PR #2352, opened 2023-04-13
Allow network traffic to RPC Endpoints (Polygon, Ethereum, Binance, and Filecoin)

kelindi:
Enable network traffic to RPC endpoints on Polygon, Ethereum, Binance, and Filecoin networks to allow containers to access on-chain information for use cases like chain analysis and oracles.


simonwo:
OK, [the consensus](https://filecoinproject.slack.com/archives/C02RLM3JHUY/p1681378745046769) seems to be that access to RPC endpoints does not allow general coin mining and can't be used in a malicious way. The use cases opened up by this are also limited whilst we don't have private computation on the public network, as any keys used to e.g. sign transactions would need to be in plaintext. So the attack vector on this looks small enough to warrant experimentation with this.

simonwo:
This change will be included in the next production release.

PR #2374, opened 2023-04-18
Allows bprotocol to process errors with responses 

### LINKED ISSUE #2371: Proper error handling for bprotocol requests
Today the requester node will fail to decode a bprotocol response and an error is returned instead of expected response type. 

This is an example of AskForBid request where the compute node didn't have S3 storage engine installed and returned an error when attempting to calculate the disk space requirement. While we should handle uninstalled engines gracefully, returning errors is expected in many other places in the code.

```
# compute error
error getting job disk space requirements: model.StorageSourceType is not installed: S3

# requester side
compute.AskForBidRequest: failed to decode response from peer QmXaXu9N5GNetatsvwnTfQqNtSeKAD6uCmarbh3LMRYAcF: stream reset
```

rossjones:
Currently the compute node end of the bprotocol is unable to return
errors to the requester node, resulting in the requester node generating
errors about decoding the request object.

What we want to happen is to allow the Compute Proxy (and the Callback
Proxy) to receive errors from the other process, so that we can log
useful error messages in the requester.

Should resolve #2371

### DIFF
--- a/pkg/transport/bprotocol/compute_handler.go
+++ b/pkg/transport/bprotocol/compute_handler.go
@@ -69,13 +69,21 @@ func handleStream[Request, Response any](ctx context.Context, stream network.Str
 	defer closer.CloseWithLogOnError("stream", stream)
 
 	response, err := f(ctx, *request)
-	if err != nil {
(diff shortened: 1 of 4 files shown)


frrist (approved):
Good stuff!

Issue #2351, opened 2023-04-13
EngineSpec Refactor


frrist:
The gist of and motivation for this change is summarized in this [notion document]( https://www.notion.so/pl-strflt/Job-Schema-521ba6cdc06b4bdb940dbb151c576882)

The general idea is to replace the Specs Engine enum with the following:
```go
type Engine struct {
        // Type is a string representation of the Engines type
	Type string
        // Spec is the set of arguments(?) the engine will use during operation.
	Spec map[string]interface{}
}
```

Using a plain string for `Type` instead of dedicated enum type (as we do now) allows for the addition of new engines and submitting jobs at runtime without having to do a new release or approve the engine. For example, a compute provider wants to accept `spark_3.3` jobs. It should be able to do so just by publishing the engine in it's `NodeInfo` message. Users should be able to submit `spark_3.3` jobs without having to update their client to wait for the requester to update their server.

Using a `map[string]interface{}` for `Params` instead of a structure containing dedicated types (as we do now, e.g. `EngineSpecDocker`) enables the addition of new engines as their arguments will be dynamic to the engine `Type`. In future version we may consider making this a `[]byte`, but for now a `map` is more pragmatic.

### Acceptance Criteria
- [ ] Changes to `EngineSpecDocker` #2381 
  - [ ] move from the `modules` package to the `executor` package.
  - [ ] provide conversion between the `Engine.Param` and concrete `EngineSpecDocker` type
- [ ] Changes to `EngineSpecWasm` #2381
  - [ ] move from the `modules` package to the `executor` package.
  - [ ] rename `EntryPoint` to `Entrypoint`
  - [ ]  provide conversion between the `Engine.Param` and concrete `EngineSpecWasm` type
- [ ] Delete `JobSpecLanguage`. https://github.com/bacalhau-project/bacalhau/pull/2373
  - [ ] Delete its executor and related bits

frrist:
In addition, we must determine whether we should permit the creation of ["invalid jobs"](https://github.com/bacalhau-project/bacalhau/blob/89c97a4a3087b4ac2db4c988a8bd48c7c626e3cb/pkg/model/engine.go#L21) through the Command Line Interface (CLI). At present, during job creation, we validate its engine against a list of supported engines. In principle, this change would eliminate the notion of "valid jobs," as it grants users the flexibility to specify any engine name of their choice. Instead of rejecting jobs with unrecognized engines, we could issue a warning to users about the utilization of an "unknown" engine.

[...]

PR #2381, opened 2023-04-18
Job EngineSpec refactor

frrist:
### What
This PR modifies the `Spec` as outlined in #2351. The gist is we are removing `JobSpecWasm` and `JobSpecDocker` from the `Spec` and replacing the `Spec.Engine` field with `EngineSpec` which contains:
```go
type EngineSpec struct {
        // Type is a string representation of the Engines type
	Type Engine
        // Spec is the set of arguments(?) the engine will use during operation.
	Spec map[string]interface{}
}
``` 
An `EngineSpec` can represent both `JobSpecWasm` and `JobSpecDocker` generically. The `JobSpecWasm` and `JobSpecDocker` still exist, one implementation resides in the `pkg/model` package and another in the `executor` package. Both implementations contain methods to marshal between `EngineSpec` and `JobSpec*`, and are duplicated across package to permit inspection by the Requester node and Compute node (and also due to dependency ordering).

### Notes
- Marshaling between `EngineSpec` and `JobSpec*` is complicated for several reasons:
  - We lose type safety when crossing API boundaries between Requester and Compute nodes, and because the value of the `EngineSpec.Spec` map contains an interface _anything_ can be there. I have called this out explicitly [here (pkg/executor/wasm/spec/engine_spec_wasmm.go:111)](https://github.com/bacalhau-project/bacalhau/pull/2381/files#r1170769219) (As an example, when passed over an API a `StorageSpec` is converted to a `map[string]interface` which makes reflection-based decoding non-trivial)
  - I have explicitly defined constants as the keys of the `EngineSpec.Spec` map for the cases when it contains a `JobSpecWasm` or `JobSpecDocker` engine. The responsibility of correctly defining these values in a Job defined as josn/yaml provided by the user is implicitly left to their discretion, and this change actually breaks that workflow, more in the below "Decision" section below.
  - In https://github.com/bacalhau-project/bacalhau/tree/frrist/spec/engine-bytes I sketched a change that would make the `EngineSpec.Spec` field a JSON encoded byte array containing the Engine data. The change to bytes was motivated by a commented from @simonwo here: https://github.com/bacalhau-project/bacalhau/issues/2351#issuecomment-1508425576. I like this change a lot better as it preserves type safety and moves us closer to a self describing `EngineSpec` but more thought is needed regarding the details of implementation, which I have postponed in favor of completing this work as defined in #2351. 

- Since mutation of Jobs is occasionally performed by the Requester node I have provided methods like `MutateEngineSpec` to facilitate this. 
  - I voiced that we should move away from this mutable-job-pattern in https://github.com/bacalhau-project/bacalhau/issues/2351#issuecomment-1507833676 and have since written a [brief memo](https://www.notion.so/Separate-Protocols-and-APIs-2b8552ea1fe6428b832d111494b59f37?pvs=4) proposing ways to move away from this in the future.

### Decision

**Do we want to continue to allow users to specify jobs using the previous `Spec` format and adapt it to the new one, or do we want to make this a breaking change and require users to specify Jobs using the new `Spec` format?** 

This is the current reason of CI failures.

Since this PR is modifying the `Spec` it is both a protocol change and an API change:
- The protocol change primarily affects Compute and Requester nodes as they now need to deserialize `EngineSpec`s to an explicit type (`JobSpec*`) in order to operate over it- this was mostly a mechanical change. 
- The API change however requires a decision as it affects the way users issues jobs when defining them as either json or yaml as the format has now changed. 

(The [brief memo](https://www.notion.so/Separate-Protocols-and-APIs-2b8552ea1fe6428b832d111494b59f37?pvs=4) I mentioned above was further motivated by this mixture of Protocol and API, and the need to make such decisions as this.)


pkg/test/scenario/example_noop_test.go
```diff
@@ -22,10 +23,7 @@ var noopScenario Scenario = Scenario{
 		},
 	},
 	Spec: model.Spec{
-		Engine: model.EngineNoop,
-		Wasm: model.JobSpecWasm{
-			EntryPoint: "_start",
-		},
+		EngineSpec: model.EngineSpec{Type: model.EngineNoop},
```
frrist, line 26: I wasn't sure to handle this specific conversion to the new `EngineSpec`. But my sense was that this test expects a noop engine and I have attempted to keep the same behavior.

pkg/model/job.go
```diff
@@ -213,43 +217,14 @@ func (s *Spec) AllStorageSpecs() []*StorageSpec {
...
-	Parameters []string `json:"Parameters,omitempty"`
-
-	// The variables available in the environment of the running program.
-	EnvironmentVariables map[string]string `json:"EnvironmentVariables,omitempty"`
-
-	// TODO #880: Other WASM modules whose exports will be available as imports
-	// to the EntryModule.
-	ImportModules []StorageSpec `json:"ImportModules,omitempty"`
-}
-
```
frrist, line 252: These now live in `model/engine_spec_docker.go`, `model/engine_spec_wasm.go`, `executor/docker/spec` and `executor/was/spec` along with their helper methods. They are duplicated across these package to avoid cyclical dependencies and to satisfy the implicit server<-> client relationship of requester and compute nodes.

cmd/bacalhau/docker_run.go
```diff
@@ -241,18 +241,13 @@ func dockerRun(cmd *cobra.Command, cmdArgs []string, ODR *DockerRunOptions) erro
 	}
 	err = jobutils.VerifyJob(ctx, j)
 	if err != nil {
-		if _, ok := err.(*bacerrors.ImageNotFound); ok {
```
frrist, line 244: Nothing actually returns this error type so I removed it.

cmd/bacalhau/wasm_run.go
```diff
@@ -49,6 +53,15 @@ type WasmRunOptions struct {
...
 	Publisher       opts.PublisherOpt
 	Inputs          opts.StorageOpt
+
+	// Engine Params
+
+	Entrypoint           string
+	ImportModules        []model.StorageSpec
+	EnvironmentVariables map[string]string
+	// EntryModule are passed as an argument over the CLI.
+	// Parameters are passed as an argument over CLI.
```
frrist, line 63: These contain user input from the CLI. We write to these instead of the `EngineSpec` directly.

cmd/bacalhau/wasm_run.go
```diff
@@ -182,45 +197,6 @@ func runWasm(
...
-		time.Sleep(1 * time.Second)
-
-		storage := inline.NewStorage()
-		inlineData, err := storage.Upload(ctx, info.Name())
-		if err != nil {
-			return err
-		}
-		ODR.Job.Spec.Wasm.EntryModule = inlineData
-	}
-
```
frrist, line 223: move into the `parseWasmEntryModule` method.

cmd/bacalhau/wasm_run.go
```diff
@@ -229,43 +205,95 @@ func runWasm(
...
+	}
+
+	cmd.Printf("Uploading %q to server to execute command in context, press Ctrl+C to cancel\n", moduleArg)
+	time.Sleep(1 * time.Second)
+
+	return inline.NewStorage().Upload(ctx, info.Name())
+}
+
 func newValidateWasmCmd() *cobra.Command {
-	wasmJob := defaultWasmJobSpec()
```
frrist, line 244: Previously we constructed the "default wasm job", populated its `Entrypoint` from the CLI and then inspect the entry point in the verification code. This changes replaces the wasm job with a string as the entrypoint is all we are verifying.

dashboard/api/pkg/server/client.go
```diff
@@ -112,6 +116,10 @@ func runStableDiffusion(prompt string, testing bool) (string, error) {
 	} else {
 		s = realSpec
 	}
-	s.Docker.Entrypoint = append(s.Docker.Entrypoint, prompt)
+	// TODO this is really gross, we can probably do better.
+	if entryPoint, ok := s.EngineSpec.Spec[model.DockerEngineEntrypointKey].([]string); ok {
+		entryPoint = append(entryPoint, prompt)
+		s.EngineSpec.Spec[model.DockerEngineEntrypointKey] = append(s.EngineSpec.Spec[model.DockerEngineEntrypointKey].([]string), entryPoint...)
+	}
```
frrist, line 123: The alternative is to decode the `EngineSpec.Spec` map into its corresponding structure for field inspection. It's less efficient (hardly), but possibly more readable. thoughts?

pkg/bidstrategy/type.go
```diff
@@ -26,6 +26,7 @@ func NewShouldBidResponse() BidStrategyResponse {
 }
 
 type BidStrategy interface {
+	// TODO: remove the error from this interface method return, the response should contain the error as the interface def doesn't allow a nil value return for the response and most imples wrap the error in the response.
```
frrist, line 29: Drive-by TODO, unrelated to this change, open to opinions.

frrist:
Closing in favor of https://github.com/bacalhau-project/bacalhau/pull/2492.
Thank you for the early review @rossjones, I believe many of your comments remain valid for this implementation and I will be addressing them in #2493 in subsequent commits.

cmd/bacalhau/create.go
```diff
@@ -224,13 +224,8 @@ func create(cmd *cobra.Command, cmdArgs []string, OC *CreateOptions) error { //n
 
 	err = jobutils.VerifyJob(ctx, j)
 	if err != nil {
-		if _, ok := err.(*bacerrors.ImageNotFound); ok {
```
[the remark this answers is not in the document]
frrist: The idea of implementing bacerrors certainly has merit, but I have reservations regarding the creation and upkeep of our own error-type system. There are numerous [alternatives](https://awesome-go.com/error-handling/) available that could negate the necessity for us to develop an in-house solution. One notable alternative is https://github.com/cockroachdb/errors - designed to function as a direct replacement for both github.com/pkg/errors and Go's standard errors package. I think it's worth considering an existing solution before embarking on the development of our own error-handling system; this feels well timed considering many of the baccerrors are currently unused and could use a refactor anyways. What do you think?

cmd/bacalhau/wasm_run.go
```diff
@@ -229,43 +202,90 @@ func runWasm(
...
+		return model.StorageSpec{}, fmt.Errorf("%q should point to a single file", moduleArg)
+	}
+
+	err = os.Chdir(filepath.Dir(moduleArg))
+	if err != nil {
+		return model.StorageSpec{}, err
+	}
+
+	cmd.Printf("Uploading %q to server to execute command in context, press Ctrl+C to cancel\n", moduleArg)
+	time.Sleep(1 * time.Second)
```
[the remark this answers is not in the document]
frrist: Yea, that was my guess as well. Users are required to have lightening fast reflexes 😉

________________

** PROBLEM TO WORK ON **
Pull every line holding "moduleArg" out of the records.

** REPLY TO THE EXERCISE **
+	cmd.Printf("Uploading %q to server to execute command in context, press Ctrl+C to cancel\n", moduleArg)
+		return model.StorageSpec{}, fmt.Errorf("%q should point to a single file", moduleArg)
+	err = os.Chdir(filepath.Dir(moduleArg))
+	cmd.Printf("Uploading %q to server to execute command in context, press Ctrl+C to cancel\n", moduleArg)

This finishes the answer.